== Exercise ==
From the records, return each line that has the word "opened" in it.

[Entries shown — start]

PR #123, opened 2018-04-28
add built in md5 sum calculator. 

xuguangxin:
Android does not have libbsd. so we need use built-in md5 calculator.

### DIFF
--- a/configure.ac
+++ b/configure.ac
@@ -148,10 +148,6 @@ fi
 AM_CONDITIONAL(ENABLE_AVFORMAT,
     [test "x$enable_avformat" = "xyes"])
 
-AC_ARG_ENABLE(md5,
-    [AC_HELP_STRING([--enable-md5], [enable generate md5 by per frame@<:@default=yes@:>@])],
-    [], [enable_md5="yes"])
-
 dnl encoder getmv
 AC_ARG_ENABLE(getmv,
     [AC_HELP_STRING([--enable-getmv],
@@ -247,17 +243,15 @@ if test "$enable_avformat" = "yes"; then
     PKG_CHECK_MODULES(LIBAVFORMAT,  [libavformat libavcodec libavutil])
 fi
 
-#check openssl
-if test "$enable_md5" = "yes"; then
-    PKG_CHECK_MODULES([LIBBSD], [libbsd],
-        [AC_DEFINE([__ENABLE_MD5__], [1],
-            [Defined to 1 if MD5 API and --enable-md5[default] are enabled])],
-        [])
+
+PKG_CHECK_MODULES([LIBBSD], [libbsd], [have_bsd="yes"], [have_bsd="no"])
+AM_CONDITIONAL([HAVE_LIBBSD], [test "x$have_bsd" = xyes])
+if test "$have_bsd" = "yes"; then
+   AC_DEFINE(HAVE_LIBBSD, 1, [Define if libbsd is available])
 fi
 
-PKG_CHECK_MODULES([LIBYAMI], [libyami >= 0.5.2])
 
-AM_CONDITIONAL(ENABLE_MD5, test "x$enable_md5" = "xyes")
+PKG_CHECK_MODULES([LIBYAMI], [libyami >= 0.5.2])
 
 # Checks for library functions.
 AC_FUNC_MALLOC
--- a/tests/Makefile.am
+++ b/tests/Makefile.am
@@ -58,7 +58,7 @@ if ENABLE_EGL
 YAMI_DECODE_LIBS += $(LIBEGL_LIBS) $(LIBGLES2_LIBS)
 endif
 
-if ENABLE_MD5
+if HAVE_LIBBSD
 YAMI_DECODE_LIBS += $(LIBBSD_LIBS)
 endif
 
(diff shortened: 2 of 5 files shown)


uartie:
Perhaps we should add option `--with-md5=[libbsd|builtin]` or `--enable-md5=[libbsd|builtin].  This way we can still have configure fail if user requests bsd solution but forgets to install the dependency.

xuguangxin:
@uartie , thanks, this is a very reasonable suggestion. I will  change it

configure.ac
```diff
@@ -247,13 +247,9 @@ if test "$enable_avformat" = "yes"; then
...
-#check openssl
-if test "$enable_md5" = "yes"; then
-    PKG_CHECK_MODULES([LIBBSD], [libbsd],
-        [AC_DEFINE([__ENABLE_MD5__], [1],
-            [Defined to 1 if MD5 API and --enable-md5[default] are enabled])],
-        [])
-fi
+
+PKG_CHECK_MODULES([BSD], [libbsd], [have_bsd="yes"], [have_bsd="no"])
+AM_CONDITIONAL(HAVE_LIBBSD, test x"$have_bsd" = "xyes")
```
uartie: AM_CONDITIONAL only defines it for makefiles to use.  AC_DEFINE defines it in config.h for sourcecode to use.

It seems we need two defines for sourcecode... one if --enable-md5 is present and one if libbsd is present.

We already have ENABLE_MD5 for makefiles

tests/md5.c
```diff
@@ -0,0 +1,291 @@
...
+ * configuration, and the function prototypes match OpenSSL's.  No code from
+ * Colin Plumb's implementation has been reused; this comment merely compares
+ * the properties of the two independent implementations.
+ *
+ * The primary goals of this implementation are portability and ease of use.
+ * It is meant to be fast, but not as fast as possible.  Some known
+ * optimizations are not included to reduce source code size and avoid
+ * compile-time configuration.
+ */
+
```
uartie: Missing:
```
#ifdef HAVE_CONFIG_H
#include "config.h"
#endif
```

tests/Makefile.am
```diff
@@ -95,7 +95,7 @@ YAMI_VPP_CFLAGS = \
 
 yamidecode_LDADD    = $(YAMI_VPP_LIBS)
 yamidecode_LDFLAGS  = $(YAMI_VPP_LDFLAGS)
-yamidecode_SOURCES  = decode.cpp decodehelp.cpp $(DECODE_INPUT_SOURCES) decodeoutput.cpp vppinputoutput.cpp vppinputdecode.cpp vppoutputencode.cpp encodeinput.cpp encodeInputCamera.cpp encodeInputDecoder.cpp vppinputdecodecapi.cpp
+yamidecode_SOURCES  = decode.cpp decodehelp.cpp $(DECODE_INPUT_SOURCES) decodeoutput.cpp vppinputoutput.cpp vppinputdecode.cpp vppoutputencode.cpp encodeinput.cpp encodeInputCamera.cpp encodeInputDecoder.cpp vppinputdecodecapi.cpp md5.c
```
uartie: We only want to compile md5.c if ENABLE_MD5 is defined from AM_CONDITIONAL in configure.ac

tests/decodeoutput.cpp
```diff
@@ -333,7 +326,6 @@ bool DecodeOutputDump::output(const SharedPtr<VideoFrame>& frame)
     return m_output->output(dest);
 }
 
-#if __ENABLE_MD5__
 class DecodeOutputMD5 : public DecodeOutputFile {
```
uartie: DecodeOutputMD5 needs defined only if --enable-md5

tests/md5.c
```diff
@@ -0,0 +1,291 @@
...
+#if !defined(HAVE_OPENSSL) || !defined(HAVE_LIBBSD)
```
uartie: Where is HAVE_OPENSSL defined?

HAVE_LIBBSD not defined in sourcecode context (see configure.ac comment)

tests/md5.h
```diff
@@ -0,0 +1,63 @@
...
+ *
+ * Redistribution and use in source and binary forms, with or without
+ * modification, are permitted.
+ *
+ * There's ABSOLUTELY NO WARRANTY, express or implied.
+ *
+ * See md5.c for more information.
+ */
+
+#ifdef HAVE_OPENSSL
```
uartie: Where is HAVE_OPENSSL defined?

tests/md5.h
```diff
@@ -0,0 +1,63 @@
...
+#include <openssl/md5.h>
+#elif defined(HAVE_LIBBSD)
```
uartie: HAVE_LIBBSD is not defined in sourcecode context (see configure.ac comment)

tests/decodeoutput.cpp
```diff
@@ -22,16 +22,9 @@
...
-// current environment, ignoring attributes and then poping to restore the
-// environment.
-#pragma GCC diagnostic push
-#pragma GCC diagnostic ignored "-Wattributes"
-#include <bsd/md5.h>
-#pragma GCC diagnostic pop
-#endif
+extern "C" {
+#include "md5.h"
+}
```
uartie: need only include it if --enable-md5

tests/decodeoutput.cpp
```diff
@@ -915,11 +905,9 @@ DecodeOutput* DecodeOutput::create(int renderMode, uint32_t fourcc, const char*
 {
     DecodeOutput* output;
     switch (renderMode) {
-#ifdef __ENABLE_MD5__
     case -2:
```
uartie: should only be available if --enable-md5

configure.ac
xuguangxin: I want to change the logical here.
We can autodetect libbsd, if we do not have libbsd we can use built-in md5 sum. 
this logical should work fine in env with or without libbsd.

tests/Makefile.am
xuguangxin: this will introduce complicity, how about let md5 build by default. if we have libbsd we will use libbsd, if we do not have we fallback to a built in md5 sum function(slow one)

tests/md5.c
xuguangxin: yeah, sorry for miss this

tests/md5.h
xuguangxin: no, this just original code. I did not change it.

xuguangxin:
@uartie , thanks for your careful review.  done.
the basic idea behind this change does not let the user choose too many things.
we automatically detect libbsd. If we do not have libbsd we will choose built-in md5 sum.
Force user uses libbsd is not a friendly way.

configure.ac
```diff
@@ -247,17 +247,15 @@ if test "$enable_avformat" = "yes"; then
...
+
+PKG_CHECK_MODULES([LIBBSD], [libbsd], [have_bsd="yes"], [have_bsd="no"])
+AM_CONDITIONAL([HAVE_LIBBSD], [test "x$have_bsd" = xyes])
+if test "$have_bsd" = "yes"; then
+   AC_DEFINE(HAVE_LIBBSD, 1, [Define if libbsd is available])
 fi
 
-PKG_CHECK_MODULES([LIBYAMI], [libyami >= 0.5.2])
 
-AM_CONDITIONAL(ENABLE_MD5, test "x$enable_md5" = "xyes")
```
uartie: Also need to remove `--enable-md5` option at lines 151-153

PR #125, opened 2018-05-15
Fix low latency

xuguangxin:
If we know we got a entire frame, we can pass the flag to decoder to tell them stop search for next frame. this need work with https://github.com/intel/libyami/pull/849


uartie:
Please ignore `intel/ci/fedora/26/pr/compile` and `intel/ci/ubuntu/artful/pr/compile` check results.  These two distros are EOL and have been removed from CI and therefore will not get updated.

PR #135, opened 2018-09-21
Properly initialize VideoDecodeBuffer

### LINKED ISSUE #134: [regression] Arbitrary initialization of VideoDecodeBuffer::flag causes incorrect AVC/HEVC decoding
Arbitrary initialized VideoDecodeBuffer in VppInputDecode::read can result in invalid AVC/HEVC decoding since libyami commit:

```
commit 83f9fa79c856cebf98ca9b0d6dfc0b0acba9f443
Author: XuGuangxin <Guangxin.Xu@intel.com>
Date:   Fri May 4 12:44:00 2018 +0800

    h264, h265: add VIDEO_DECODE_BUFFER_FLAG_FRAME_END to inidicate frame end
    
    unless we got AUD or SPS/PPS in stream, we can't know we have a frame.
    but in up level, we may know we have entire frame. so we add a frame to
    tell decoder about this
```

The arbitrary value can erroneously trigger VIDEO_DECODE_BUFFER_FLAG_FRAME_END in AVC/HEVC decoder, resulting in wrong decode output or decode errors.

uartie:
libyami introduced VIDEO_DECODE_BUFFER_FLAG_FRAME_END and
uses it in avc/hevc decoder to stop frame decoding in
some cases.  Thus, it is necessary to properly initialize
the VideoDecodeBuffer so that VIDEO_DECODE_BUFFER_FLAG_FRAME_END
is not erroneously and arbitrarily set.

Fixes #134

### DIFF
--- a/examples/androidplayer.cpp
+++ b/examples/androidplayer.cpp
@@ -141,6 +141,8 @@ public:
         assert(status == DECODE_SUCCESS);
 
         VideoDecodeBuffer inputBuffer;
+        memset(&inputBuffer, 0, sizeof(inputBuffer));
+
         while (m_input->getNextDecodeUnit(inputBuffer)) {
             status = m_decoder->decode(&inputBuffer);
             if (DECODE_FORMAT_CHANGE == status) {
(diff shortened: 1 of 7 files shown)


uartie:
@wangzj0601 can this be included in 1.3.1 release?

xuguangxin:
U.Artie, +1, thanks

PR #357, opened 2023-10-11
Format chunks with zero padding

gabrielBusta:
I think these changes would solve https://github.com/mozilla/firefox-translations-training/issues/220

Since task can't have more than 99 dependencies I don't think we need to worry about people sorting things that go above 100.

### DIFF
--- a/src/taskgraph/transforms/chunking.py
+++ b/src/taskgraph/transforms/chunking.py
@@ -62,9 +62,10 @@ def chunk_tasks(config, tasks):
         for this_chunk in range(1, total_chunks + 1):
             subtask = copy.deepcopy(task)
 
+            # Format the chunks with zero padding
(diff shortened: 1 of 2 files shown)


gabrielBusta:
I have an in-tree fix but if it's not too disruptive, I think having these sort correctly would be nice

bhearsum (commented):
Although max dependencies is 99, there's no reason you can't chunk further than that. (You'll just need dummy tasks if you need downstream tasks.)

I have mixed feelings about this overall - the issue that brought this up is well outside the scope of chunking itself, and only arises when a downstream task in consuming artifacts from a chunked task that are named after the chunk _and_ the order in which they are processed is important. It's fairly edge case-y, and I think it's best handled where such cases come up (such as translations).

PR #361, opened 2023-11-07
feat: add optional local-run field to put "How to run job locally"

arai-a:
This is for [bug 1863187](https://bugzilla.mozilla.org/show_bug.cgi?id=1863187) and [bug 1863347](https://bugzilla.mozilla.org/show_bug.cgi?id=1863347), where I want to show "How to run job locally" to TreeHerder UI, to each job's view, in case the job fails on automation and people need to investigate the issue locally.

The optional `local-run` field is supposed to contain a string with list of commands, instructions (create file, etc), or a link to documentation.

example data is in https://phabricator.services.mozilla.com/D192856

### DIFF
--- a/src/taskgraph/transforms/job/__init__.py
+++ b/src/taskgraph/transforms/job/__init__.py
@@ -104,6 +104,8 @@ job_description_schema = Schema(
         # This object will be passed through to the task description, with additions
         # provided by the job's run-using function
         Optional("worker"): dict,
+        # Description for how to run the job locally.
+        Optional("local-run"): str,
     }
 )
 
--- a/src/taskgraph/transforms/task.py
+++ b/src/taskgraph/transforms/task.py
@@ -186,6 +186,8 @@ task_description_schema = Schema(
             Required("implementation"): str,
             Extra: object,
         },
+        # Description for how to run the job locally.
+        Optional("local-run"): str,
     }
 )
 


ahal:
In Gecko, these transforms are currently duplicated, e.g:
https://searchfox.org/mozilla-central/source/taskcluster/gecko_taskgraph/transforms/task.py

So this code wouldn't be used from mozilla-central (though we would like to merge the two files at some point).

Though I wonder if it would be better to add this information to the `description` of a task? I don't think there's any reason the description needs to be limited to a single line. The problem with a separate key is that this won't actually end up in the task definition.. so it's kind of just serving the same purpose as a comment would. At least with the description, it'll end up in the final task definition.

ahal:
Given `m-c` doesn't use these files yet and this change needs to happen in `m-c` regardless, I'm going to close this PR here. We can discuss further in the bug / phab revision.

arai-a:
To my understanding, the files under `third_party` are used by m-c.
The try run fails if I modify only `taskcluster/gecko_taskgraph/transforms/` files, pointing the files under `third_party` in the stack trace.

https://treeherder.mozilla.org/jobs?repo=try&revision=8beeb4ccaea73af058522ffe5a2c034a090c8122
> [task 2023-11-06T17:10:09.294Z]   File "/builds/worker/checkouts/gecko/third_party/python/taskcluster_taskgraph/taskgraph/util/schema.py", line 30, in validate_schema
> [task 2023-11-06T17:10:09.294Z]     raise Exception("\n".join(msg) + "\n" + pprint.pformat(obj))

also, yeah, the field isn't yet copied to the task definition.  it's supposed to be happen later, after I put the example data in [bug 1863347](https://bugzilla.mozilla.org/show_bug.cgi?id=1863347).

PR #362, opened 2023-11-21
Bug 1865788 - retire decision-mobile docker image

jcristau:
Consumers have stopped using java in their decision task, so this is no longer necessary.


ahal (approved):
Awesome!

We'll want to update http://docs.mozilla-releng.net/en/latest/how-to/taskcluster/uploading_an_image.html#decision-images as well

jcristau:
docs updated in https://github.com/mozilla-releng/relengdocs/pull/255

PR #363, opened 2023-11-22
Split docker-worker caches by docker image (bug 1866109)

jcristau:
Sharing the same vcs checkout/storage dirs across different tasks running on different docker images runs the risk of incompatilibities, as shown e.g. when cloning a hg repo with one version of mercurial then trying to re-use it later using an older version.

Splitting by docker image means we lose some of the benefits of shared storage, but is safer in the face of tasks with (from taskgraph's point of view) unknown/arbitrary tool versions.  In practice this is hopefully good enough because there are few enough different docker images compared to the number of downstream tasks.

This requires a way to parametrize the cache name in the full task graph (at which stage in-tree docker images aren't resolved yet); we make it so that `{"task-reference": {"<foo>": "bar"}}` works and resolves `<foo>` to its task id at morph time.

### DIFF
--- a/src/taskgraph/util/parameterization.py
+++ b/src/taskgraph/util/parameterization.py
@@ -20,6 +20,12 @@ def _recurse(val, param_fns):
             if len(val) == 1:
                 for param_key, param_fn in param_fns.items():
                     if set(val.keys()) == {param_key}:
+                        if isinstance(val[param_key], dict):
+                            # handle `{"task-reference": {"<foo>": "bar"}}`
+                            return {
+                                param_fn(key): recurse(v)
+                                for key, v in val[param_key].items()
+                            }
                         return param_fn(val[param_key])
             return {k: recurse(v) for k, v in val.items()}
         else:
--- a/src/taskgraph/transforms/job/common.py
+++ b/src/taskgraph/transforms/job/common.py
@@ -130,12 +130,6 @@ def support_vcs_checkout(config, job, taskdesc, repo_configs, sparse=False):
     if sparse:
         cache_name += "-sparse"
 
-    # Workers using Mercurial >= 5.8 will enable revlog-compression-zstd, which
-    # workers using older versions can't understand, so they can't share cache.
-    # At the moment, only docker workers use the newer version.
-    if is_docker:
-        cache_name += "-hg58"
-
     add_cache(job, taskdesc, cache_name, checkoutdir)
 
     env = taskdesc["worker"].setdefault("env", {})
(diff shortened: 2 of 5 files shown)


src/taskgraph/util/parameterization.py
```diff
@@ -20,6 +20,11 @@ def recurse(val):
             if len(val) == 1:
                 for param_key, param_fn in param_fns.items():
                     if set(val.keys()) == {param_key}:
+                        if isinstance(val[param_key], dict):
```
bhearsum, line 23: For future readers: this is necessary because of the changes to `payload["cache"]`. Its direct value may be a dict with a `task-reference`, and the value _inside_ that `task-reference` may have a reference that needs resolving. Previously, I believe that values could be assumed to be a string.

(Should this be commented? Not going to make it a blocker seeing as this is already a very opaque, confusing function.)

bhearsum (approved):
This code is quite opaque to me, so just to sanity check one thing. This comment:
> This requires a way to parametrize the cache name in the full task graph (at which stage in-tree docker images aren't resolved yet); we make it so that {"task-reference": {"<foo>": "bar"}} works and resolves <foo> to its task id at morph time.

...explains why we can't just flip on [this code](https://github.com/taskcluster/taskgraph/blob/0401b911ec0a5d3a8b66bdacc183362aa7811871/src/taskgraph/transforms/task.py#L518-L522) for in-tree images?

(It's really annoying that we have two code paths for this sort of thing. It makes me wonder if we should consider desupporting external docker images, and require them to come in via a `fetch` - that's obviously not something we'll address here though!)

jcristau:
> This code is quite opaque to me, so just to sanity check one thing. This comment:
> 
> > This requires a way to parametrize the cache name in the full task graph (at which stage in-tree docker images aren't resolved yet); we make it so that {"task-reference": {"": "bar"}} works and resolves  to its task id at morph time.
> 
> ...explains why we can't just flip on [this code](https://github.com/taskcluster/taskgraph/blob/0401b911ec0a5d3a8b66bdacc183362aa7811871/src/taskgraph/transforms/task.py#L518-L522) for in-tree images?
> 
Right, at that stage we only know the name of the docker image, but since the contents can change we need to wait until we've computed the hash and/or task id to populate the cache name.

ahal (approved):

src/taskgraph/util/parameterization.py
jcristau: Added a comment.

jcristau:
I've updated this to add/update comments, and to remove `_run_task_suffix()` from the cache name suffix when using an in-tree docker image, since that should be part of the docker image's hash (via `%include-run-task` in a Dockerfile), and thus redundant.

jcristau:
> [...] remove `_run_task_suffix()` from the cache name suffix when using an in-tree docker image, since that should be part of the docker image's hash (via `%include-run-task` in a Dockerfile), and thus redundant.

Hah, except it breaks `check_run_task_caches`.  Oops.

PR #366, opened 2023-11-27
Update decision image base from ubuntu 20.04 to debian 12

jcristau:


jcristau:
This should go along with a major version bump, due to the downstream effects.

ahal:
> This should go along with a major version bump, due to the downstream effects.

I don't think so because at the moment decision image updates are decoupled from Taskgraph version updates. I think if we had consumers using e.g `FROM  taskgraph:v6.3.1` in their Dockerfiles, then it would make sense to tie into the version numbers.

ahal (approved):
Nice, thanks for doing this!

PR #376, opened 2023-12-04
refactor!: change 'root_dir' to point to main 'taskcluster' directory

ahal:
BREAKING CHANGE: root dir should now point to the 'taskcluster' dir rather than 'taskcluster/kinds'.

This only impacts projects that use `taskgraph.config.load_graph_config` or `taskgraph.generator.TaskGraphGenerator` directly.


ahal:
I debated whether this should truly be considered a breaking change or not, but given we are about to do a major bump, might as well err on the side of caution.

jcristau (approved):
lgtm

Issue #381, opened 2023-12-06
Stop installing `<PROJECT>_PIP_REQUIREMENTS` into system Python with `run-task`


ahal:
When a repo sets the `<PROJECT>_PIP_REQUIREMENTS` variable, `run-task` will automatically install the requirements file after cloning the repo. This is primarily used for bootstrapping Taskgraph in the Decision task, but can also be used for other things.

We recently upgraded the image to Debian 12, which includes Python 3.11. This version of Python fails when you attempt to pip install into the system Python:
```
[pip-install 2023-12-05T21:39:50.324Z] × This environment is externally managed
[pip-install 2023-12-05T21:39:50.324Z] ╰─> To install Python packages system-wide, try apt install
[pip-install 2023-12-05T21:39:50.324Z]     python3-xyz, where xyz is the package you are trying to
[pip-install 2023-12-05T21:39:50.324Z]     install.
[pip-install 2023-12-05T21:39:50.324Z]     
[pip-install 2023-12-05T21:39:50.324Z]     If you wish to install a non-Debian-packaged Python package,
[pip-install 2023-12-05T21:39:50.324Z]     create a virtual environment using python3 -m venv path/to/venv.
[pip-install 2023-12-05T21:39:50.324Z]     Then use path/to/venv/bin/python and path/to/venv/bin/pip. Make
[pip-install 2023-12-05T21:39:50.324Z]     sure you have python3-full installed.
[pip-install 2023-12-05T21:39:50.324Z]     
[pip-install 2023-12-05T21:39:50.324Z]     If you wish to install a non-Debian packaged Python application,
[pip-install 2023-12-05T21:39:50.324Z]     it may be easiest to use pipx install xyz, which will manage a
[pip-install 2023-12-05T21:39:50.324Z]     virtual environment for you. Make sure you have pipx installed.
[pip-install 2023-12-05T21:39:50.324Z]     
[pip-install 2023-12-05T21:39:50.324Z]     See /usr/share/doc/python3.11/README.venv for more information.
```

We'll work around this by passing `--break-system-packages` for now (this is probably fine anyway, especially with Docker). But it highlights some poor behaviour. It would be better to create a virtualenv first or use a non-system Python (perhaps installed via pyenv).

PR #382, opened 2023-12-06
fix(run-task): pass '--break-system-packages' when installing pip req…

ahal:
…uirements

This is needed on newer Pythons that raise an error when attempting to pip install to the system installation.


ahal:
See also issue #381 to track fixing this properly.

gbrownmozilla (approved):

[Entries shown — finish]

== Task result ==
PR #123, opened 2018-04-28
PR #125, opened 2018-05-15
PR #135, opened 2018-09-21
PR #357, opened 2023-10-11
PR #361, opened 2023-11-07
PR #362, opened 2023-11-21
PR #363, opened 2023-11-22
PR #366, opened 2023-11-27
PR #376, opened 2023-12-04
Issue #381, opened 2023-12-06
PR #382, opened 2023-12-06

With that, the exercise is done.